Velimir Živojinović Massuka (1886–1974) — also sometimes written as Masuka (Масука), in a wrong transliteration from Serbian Cyrillic, as he used Massuka in Latin alphabet alongside his name in Cyrillic, namely "Велимир Живојиновић Massuka" — was a Serbian poet, playwright, literary critic, and translator. Most of his activities were devoted to the theater. He was active as a theater director in Belgrade, Skopje, and Niš.

== Biography ==
He was born in Velika Plana, lost his mother at the age of one and his father when he was ten. He read German at the University of Belgrade and Leipzig University and finished his studies in 1914. During the First World War he was in the Serbian army and caught pneumonia in San Giovanni in 1916, was captured in Ulcinj and transferred to camp Boldogasszony (today Frauenkirchen, Austria) until 1918.

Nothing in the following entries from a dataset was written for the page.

PR #2968, opened 2023-10-05
Fix json parsing of nullable/empty fields

### LINKED ISSUE #2151: `JsonObjectReader#nextList` ideally is renamed to `nextListOrNull` in case the list is empty or invalid
### Description

```
{
  "breadcrumbs": []
}
```

Currently, an empty list that is deserialized via `nextList` throws if the list is empty or invalid.
The logger is `Failed to deserialize object in list.`
The SDK degrades gracefully but we should not set the error level to `ERROR` in this case, either we do `DEBUG` or not log at all if the list is empty.
Users might understand that there's something wrong but there's not.

romtsn:
## :scroll: Description

* Renames `nextList` to `nestListOrNull` to actually match what the method does
* Checks if there's any object in a collection before trying to parse it (which prevents the "Failed to deserilize object in list" log message)
* If a date can't be parsed as ISO timestamp, attempts to parse it as millis silently, without printing a log message
* If `op` is not defined as part of `SpanContext`, fallback to an empty string. This field is actually optional in the spec, but we made it non-optional, as we also use the same structure across the project everywhere, where the `op` field is actually required. So we just duct-tape it for hybrid SDKs here. See https://develop.sentry.dev/sdk/event-payloads/contexts/#trace-context

Closes #2151 
Closes https://github.com/getsentry/sentry-capacitor/issues/450

Manually + automated

## :pencil: Checklist

### DIFF
--- a/sentry/api/sentry.api
+++ b/sentry/api/sentry.api
@@ -770,7 +770,7 @@ public final class io/sentry/JsonObjectReader : io/sentry/vendor/gson/stream/Jso
 	public fun nextFloat ()Ljava/lang/Float;
 	public fun nextFloatOrNull ()Ljava/lang/Float;
 	public fun nextIntegerOrNull ()Ljava/lang/Integer;
-	public fun nextList (Lio/sentry/ILogger;Lio/sentry/JsonDeserializer;)Ljava/util/List;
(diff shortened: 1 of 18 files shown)


markushi (approved):
Nice one, looks good to me!

stefanosiano (approved):

PR #5851, opened 2026-07-29
perf: Drop pending timer tasks on shutdown to unblock close (JAVA-653)

runningcode:
This is a follow up on this comment: https://github.com/getsentry/sentry-java/pull/5814/changes#r3667006204

The timer executor is shut down in `Scopes.close()` via `shutdown()` followed by `awaitTermination(shutdownTimeoutMillis)`. `ScheduledThreadPoolExecutor` keeps queued delayed tasks across `shutdown()` by default, so `awaitTermination` blocks for the **full shutdown timeout (2s by default)** whenever a long timeout is still pending at close time:

- an unfinished transaction's idle/deadline timer (`SentryTracer`)
- the 30s `LifecycleWatcher` end-session task, only cancelled on foregrounding
- a rate limit lifted notification (`RateLimiter`, up to `retry_after`)

Setting `executeExistingDelayedTasksAfterShutdownPolicy(false)` drops those tasks at `shutdown()` instead. This is behaviour preserving: today they are discarded by the subsequent `shutdownNow()` once the timeout expires anyway, so the only thing lost is the wait.

The policy only affects `shutdown()`, so the SDK restart path that intentionally leaves the timer executor running (`Scopes.close(isRestarting = true)`) is unaffected. Scoped to the timer executor's constructor — the general-purpose executor keeps the default.

Measured with a standalone repro using the same executor configuration, one pending 60s task and a 2s timeout:

| | `terminated` | blocked |
|---|---|---|
| before | `false` | 2000ms |
| after | `true` | 0ms |

### DIFF
--- a/sentry/src/main/java/io/sentry/SentryExecutorService.java
+++ b/sentry/src/main/java/io/sentry/SentryExecutorService.java
@@ -55,6 +55,10 @@ public final class SentryExecutorService implements ISentryExecutorService {
     executorService.setRemoveOnCancelPolicy(removeOnCancelPolicy);
     executorService.setKeepAliveTime(keepAliveTime, keepAliveTimeUnit);
     executorService.allowCoreThreadTimeOut(true);
+    // by default shutdown() keeps queued delayed tasks, so awaitTermination blocks for the full
+    // shutdown timeout whenever a long timeout is still pending. Those tasks are discarded by the
+    // subsequent shutdownNow() anyway, so dropping them upfront only saves the wait.
+    executorService.setExecuteExistingDelayedTasksAfterShutdownPolicy(false);
   }
 
   public SentryExecutorService() {
--- a/sentry/src/test/java/io/sentry/SentryExecutorServiceTest.kt
+++ b/sentry/src/test/java/io/sentry/SentryExecutorServiceTest.kt
@@ -8,7 +8,6 @@ import java.util.concurrent.LinkedBlockingQueue
 import java.util.concurrent.ScheduledThreadPoolExecutor
 import java.util.concurrent.TimeUnit
 import java.util.concurrent.atomic.AtomicBoolean
-import kotlin.system.measureTimeMillis
 import kotlin.test.Test
 import kotlin.test.assertEquals
 import kotlin.test.assertFailsWith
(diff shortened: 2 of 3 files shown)


sentry/src/test/java/io/sentry/SentryExecutorServiceTest.kt
```diff
@@ -110,6 +111,27 @@ class SentryExecutorServiceTest {
     sentryExecutor.close(15000)
   }
 
+  @Test
+  fun `SentryExecutorService discards pending delayed tasks on shutdown when requested`() {
```
runningcode: Not sure we really need these tests.

sentry/src/main/java/io/sentry/SentryExecutorService.java
```diff
@@ -56,6 +56,10 @@ public SentryExecutorService(final @Nullable SentryOptions options) {
     executorService.setRemoveOnCancelPolicy(removeOnCancelPolicy);
     executorService.setKeepAliveTime(keepAliveTime, keepAliveTimeUnit);
     executorService.allowCoreThreadTimeOut(true);
+    // by default shutdown() keeps queued delayed tasks, so awaitTermination blocks for the full
+    // shutdown timeout whenever a long timeout is still pending. Those tasks are discarded by the
+    // subsequent shutdownNow() anyway, so dropping them upfront only saves the wait.
```
0xadam-brown, line 60: 👍

sentry/src/test/java/io/sentry/SentryExecutorServiceTest.kt
0xadam-brown: I think the inline comment is enough to prevent regressions, so my vote would be to remove...

0xadam-brown (approved):
Nice!

Does it make sense to apply the same policy to other / all of our Sentry executor services? (Doesn't have to stop us from merging this PR)

romtsn (approved):

sentry/src/test/java/io/sentry/SentryExecutorServiceTest.kt
runningcode: removed!

PR #5852, opened 2026-07-29
fix(anr): Use Proguard ID from origination ANR process with ANR profie chunks

0xadam-brown:
## :scroll: Description

Prior to this PR, we'd always (rightly) bind originating process Proguard IDs to ANR events, but we'd (wrongly) bind current Proguard ID to ANR profile chunks. Usually the originating Proguard ID == the current Proguard ID, and so the discrepancy didn't matter. But the two differ in the situation when a user updates the host app after the ANR occurs but before it's reported. When that happens, deobfuscation for ANR profile chunks in the Sentry UI can break.

This PR ensures both the ANR event and the ANR profile chunk receive the same originating Proguard ID by: 

1. having the entity that determines the originating Proguard ID (ApplicationExitInfoEventProcessor) pass that ID to the profile chunk pipeline; and
2. updating our DebugMeta.buildDebugMeta(ProfileChunk, ...) method so that the profile chunk pipeline honors (rather than clobbers) the Proguard ID the event processor bakes into the DebugMeta owned by the incoming profile chunk.

_(Sorry for the wall of text ahead, but it's worth a quick read! Yours truly wrote it to make sure my LLM's approach was sane, so it should be easy to follow. It lays out the problem in detail and our possible options – including closing this PR and living with the edge case.)_

### Background

We report ANRs from app processs launched _after_ each ANR occurs. Usually the same app installation is used with both processes and so the Proguard ID used to deobfuscate stack traces is the same for each. But not always! A user could have installed a new version of the app in between, so we need to make sure we grab the Proguard ID associated with the original process. 

Nicely, logic to do that already exists in ApplicationExitInfoEventProcessor ([link](https://github.com/getsentry/sentry-java/blob/a30048b0fc30280201fdba44a7ab4a91ad98c80a/sentry-android-core/src/main/java/io/sentry/android/core/ApplicationExitInfoEventProcessor.java#L584)). Not so nicely, the Proguard ID produced by that logic isn't used by the profile chunk we associate with the ANR event – or at least it wasn't prior to this PR. (The profile chunk would always use the Proguard ID for the current process.)

The upshot is that app owners would see properly deobfuscated stack traces for the ANR event but possibly broken / still-obfuscated stack traces for the profile chunk in the rare case that someone installs a new version of the host app before the ANR can be reported out.

### So what's going on?

ANRs are composites of two separate entities: an ANR event proper and an ANR profile chunk. That distinction goes all the way down, as the Sentry UI displays ANR events and profile chunks in different dashboards. Each entity owns a DebugMeta instance, which is the data structure used to associate a Proguard ID with the entity it belongs to. 

In the SDK, the ApplicationExitInfoEventProcessor owns the pipeline for constructing both the ANR event and its profile chunk. It goes like this:

0. User launches the app after an ANR was recorded.
1. ApplicationExitInfoEventProcessor recreates the ANR event proper + creates DebugMeta for the event with the Proguard ID from the originating process.
2. ApplicationExitInfoEventProcessor recreates the profile chunk associated with the ANR and then passes it on to SentryClient.captureProfileChunk(). 
3. SentryClient creates DebugMeta for the chunk with the Proguard ID from the current process (which is usually fine but is wrong in our edge case). SentryClient then sends the profile chunk to Relay.
5. ApplicationExitInfoEventProcessor binds the profile chunk ID to the ANR event and then sends the ANR event to Relay.

Step (2) receives the DebugMeta instance with the correct Proguard ID from ApplicationExitInfoEventProcessor. But our profile chunk processing ignores it and instead selects the Proguard ID from the current process. That’s because ApplicationExitInfoEventProcessor delegates to the existing profile chunk pipeline used for non-ANR profiles, and non-ANR profiles are always concerned with the current app process. (Note that the profile chunk pipeline is shared by the Java. Ideally that’d mean it’s Android-agnostic, but that isn’t quite the case atm, eg, it knows about Proguard IDs.)

### What should we do?

Possible approaches:

**[A]** Introduce the concept of “originating process" into our profile chunk pipeline.

**[B]** Update the profile chunk API to accept a pre-selected Proguard ID (whether directly as a string param, via a Context/Hint-esque parameter, or by lookup).

**[C]** Include the originating Proguard ID inside the chunk already passed to our profile chunk pipeline by ApplicationExitInfoEventProcessor + update DebugMeta.builder(incomingAnrDebugMeta, …) so that it honors that ID rather than clobbering it.

**[D]** Do nothing / close this PR and live with the edge case of potentially (but not inevitably) broken or misleading ANR profile chunk stack traces.

### The path I chose

This PR implements [C]. 

Approach [A] sounded best in the abstract, but it’d be a big lift as a number of the inputs ApplicationExitInfoEventProcessor relies on to decide which Proguard ID to use are either Android-specific or aren’t currently available to our profile chunk pipeline. Option [B] was a more explicit version of [C] but at the cost of modifying the public API in ways that are, at best, debatable. 

Option [D] is legit, esp if you look at this PR and think the fix is more of a maintenance burden than it’s worth. (Chime in if you do!)

Addresses: [JAVA-549](https://linear.app/getsentry/issue/JAVA-549/deobfuscate-anr-profile-stack-frames)

Unit tests.

## :pencil: Checklist

### DIFF
--- a/sentry-android-core/src/test/java/io/sentry/android/core/ApplicationExitInfoEventProcessorTest.kt
+++ b/sentry-android-core/src/test/java/io/sentry/android/core/ApplicationExitInfoEventProcessorTest.kt
@@ -11,6 +11,7 @@ import io.sentry.Hint
 import io.sentry.IScopes
 import io.sentry.IpAddressUtils
 import io.sentry.NoOpLogger
+import io.sentry.ProfileChunk
 import io.sentry.Sentry
 import io.sentry.SentryBaseEvent
 import io.sentry.SentryEvent
@@ -75,7 +76,9 @@ import org.junit.rules.TemporaryFolder
 import org.junit.runner.RunWith
 import org.mockito.Mockito.mockStatic
 import org.mockito.kotlin.any
+import org.mockito.kotlin.argumentCaptor
 import org.mockito.kotlin.mock
+import org.mockito.kotlin.verify
 import org.mockito.kotlin.whenever
 import org.robolectric.annotation.Config
 import org.robolectric.shadow.api.Shadow
@@ -1012,6 +1015,60 @@ class ApplicationExitInfoEventProcessorTest {
 
       assertNotNull(processed?.contexts?.profile)
       assertNotNull(processed.contexts.profile?.profilerId)
+    }
+  }
+
+  @Test
+  fun `uses persisted proguard uuid for ANR profile chunk after app update`() {
+    fixture.options.anrProfilingSampleRate = 1.0
+    fixture.options.proguardUuid = "current-uuid"
+    val processor =
+      fixture.getSut(
+        tmpDir,
+        populateScopeCache = false,
+        populateOptionsCache = false,
+        isSendDefaultPii = false,
+      )
+    fixture.persistOptions(PROGUARD_UUID_FILENAME, "previous-uuid")
+    setLastUpdateTime(2_000)
+
+    val hint =
+      HintUtils.createWithTypeCheckHint(
+        AbnormalExitHint(mechanism = "anr_foreground", timestamp = 1_000)
+      )
+
+    AnrProfileManager(
+        fixture.options,
+        AnrProfileRotationHelper.getFileForRecording(File(fixture.options.cacheDirPath!!)),
+      )
+      .apply {
+        add(
+          AnrStackTrace(
+            1_000,
+            arrayOf(
+              StackTraceElement("com.example.MyApp", "blocked", "MyApp.java", 42),
+              StackTraceElement("android.os.Handler", "dispatchMessage", "Handler.java", 5678),
+            ),
+          )
+        )
+        close()
+      }
+    AnrProfileRotationHelper.rotate()
+
+    val scopes = mock<IScopes>()
+    whenever(scopes.captureProfileChunk(any())).thenReturn(SentryId())
+
+    mockStatic(Sentry::class.java).use { mockedSentry ->
+      mockedSentry.`when`<Any> { Sentry.getCurrentScopes() }.thenReturn(scopes)
+
+      processor.process(SentryEvent(), hint)
+
+      val chunkCaptor = argumentCaptor<ProfileChunk>()
+      verify(scopes).captureProfileChunk(chunkCaptor.capture())
+      val images = chunkCaptor.firstValue.debugMeta!!.images!!
+      assertEquals(1, images.size)
+      assertEquals(DebugImage.PROGUARD, images[0].type)
+      assertEquals("previous-uuid", images[0].uuid)
     }
   }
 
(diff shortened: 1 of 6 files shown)


sentry/src/main/java/io/sentry/protocol/DebugMeta.java
```diff
@@ -57,6 +57,19 @@ public void setSdkInfo(final @Nullable SdkInfo sdkInfo) {
   @ApiStatus.Internal
   public static @Nullable DebugMeta buildDebugMeta(
       final @Nullable DebugMeta eventDebugMeta, final @NotNull SentryOptions options) {
+    final @NotNull List<DebugImage> optionDebugImages = createDebugImagesFromOptions(options);
+
+    if (eventDebugMeta == null && optionDebugImages.isEmpty()) {
+      return null;
+    }
+
+    DebugMeta debugMeta = eventDebugMeta != null ? eventDebugMeta : new DebugMeta();
```
markushi: `nit`

```suggestion
    final @NotNull DebugMeta debugMeta = eventDebugMeta != null ? eventDebugMeta : new DebugMeta();
```

sentry/src/main/java/io/sentry/protocol/DebugMeta.java
```diff
@@ -73,21 +86,56 @@ public void setSdkInfo(final @Nullable SdkInfo sdkInfo) {
...
+        return false;
       }
+    }
+    return true;
+  }
 
-      return debugMeta;
+  private static boolean isMatchingDebugImage(
+      final @NotNull DebugImage image, final @NotNull DebugImage candidate) {
+    // There can only be one ProGuard mapping per payload, so an existing ProGuard image takes
```
markushi, line 126: 💯

sentry-android-core/src/test/java/io/sentry/android/core/ApplicationExitInfoEventProcessorTest.kt
```diff
@@ -1015,6 +1018,60 @@ class ApplicationExitInfoEventProcessorTest {
...
+      )
+    fixture.persistOptions(PROGUARD_UUID_FILENAME, "previous-uuid")
+    setLastUpdateTime(2_000)
+
+    val hint =
+      HintUtils.createWithTypeCheckHint(
+        AbnormalExitHint(mechanism = "anr_foreground", timestamp = 1_000)
+      )
+
+    AnrProfileManager(
```
markushi, line 1040: I feel bad that we have no easier way of mocking an ANR profile, but I guess there's no better way of doing this right now 🙈

markushi (approved):
LGTM!

sentry/src/main/java/io/sentry/protocol/DebugMeta.java
0xadam-brown: Ah, good catch. Remembering my Java skills slowly...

After the war he worked as a teacher in Belgrade. From 11 November 1924 to 21 August 1925 he was the director of the National Theatre in Belgrade. From 1925 until 1934 he translated various works from English and German, including William Shakespeare's The Winter's Tale and Romeo and Juliet. After the end of World War I, he married Danica Radmilović (born in 1893), a French teacher. Their son Branimir Živojinović (1930-2007) was also a poet and German literature scholar.

He was also the first president of the Society of Writers and Literary Translators of Niš, contributing to the establishment of its early organizational structure and activities.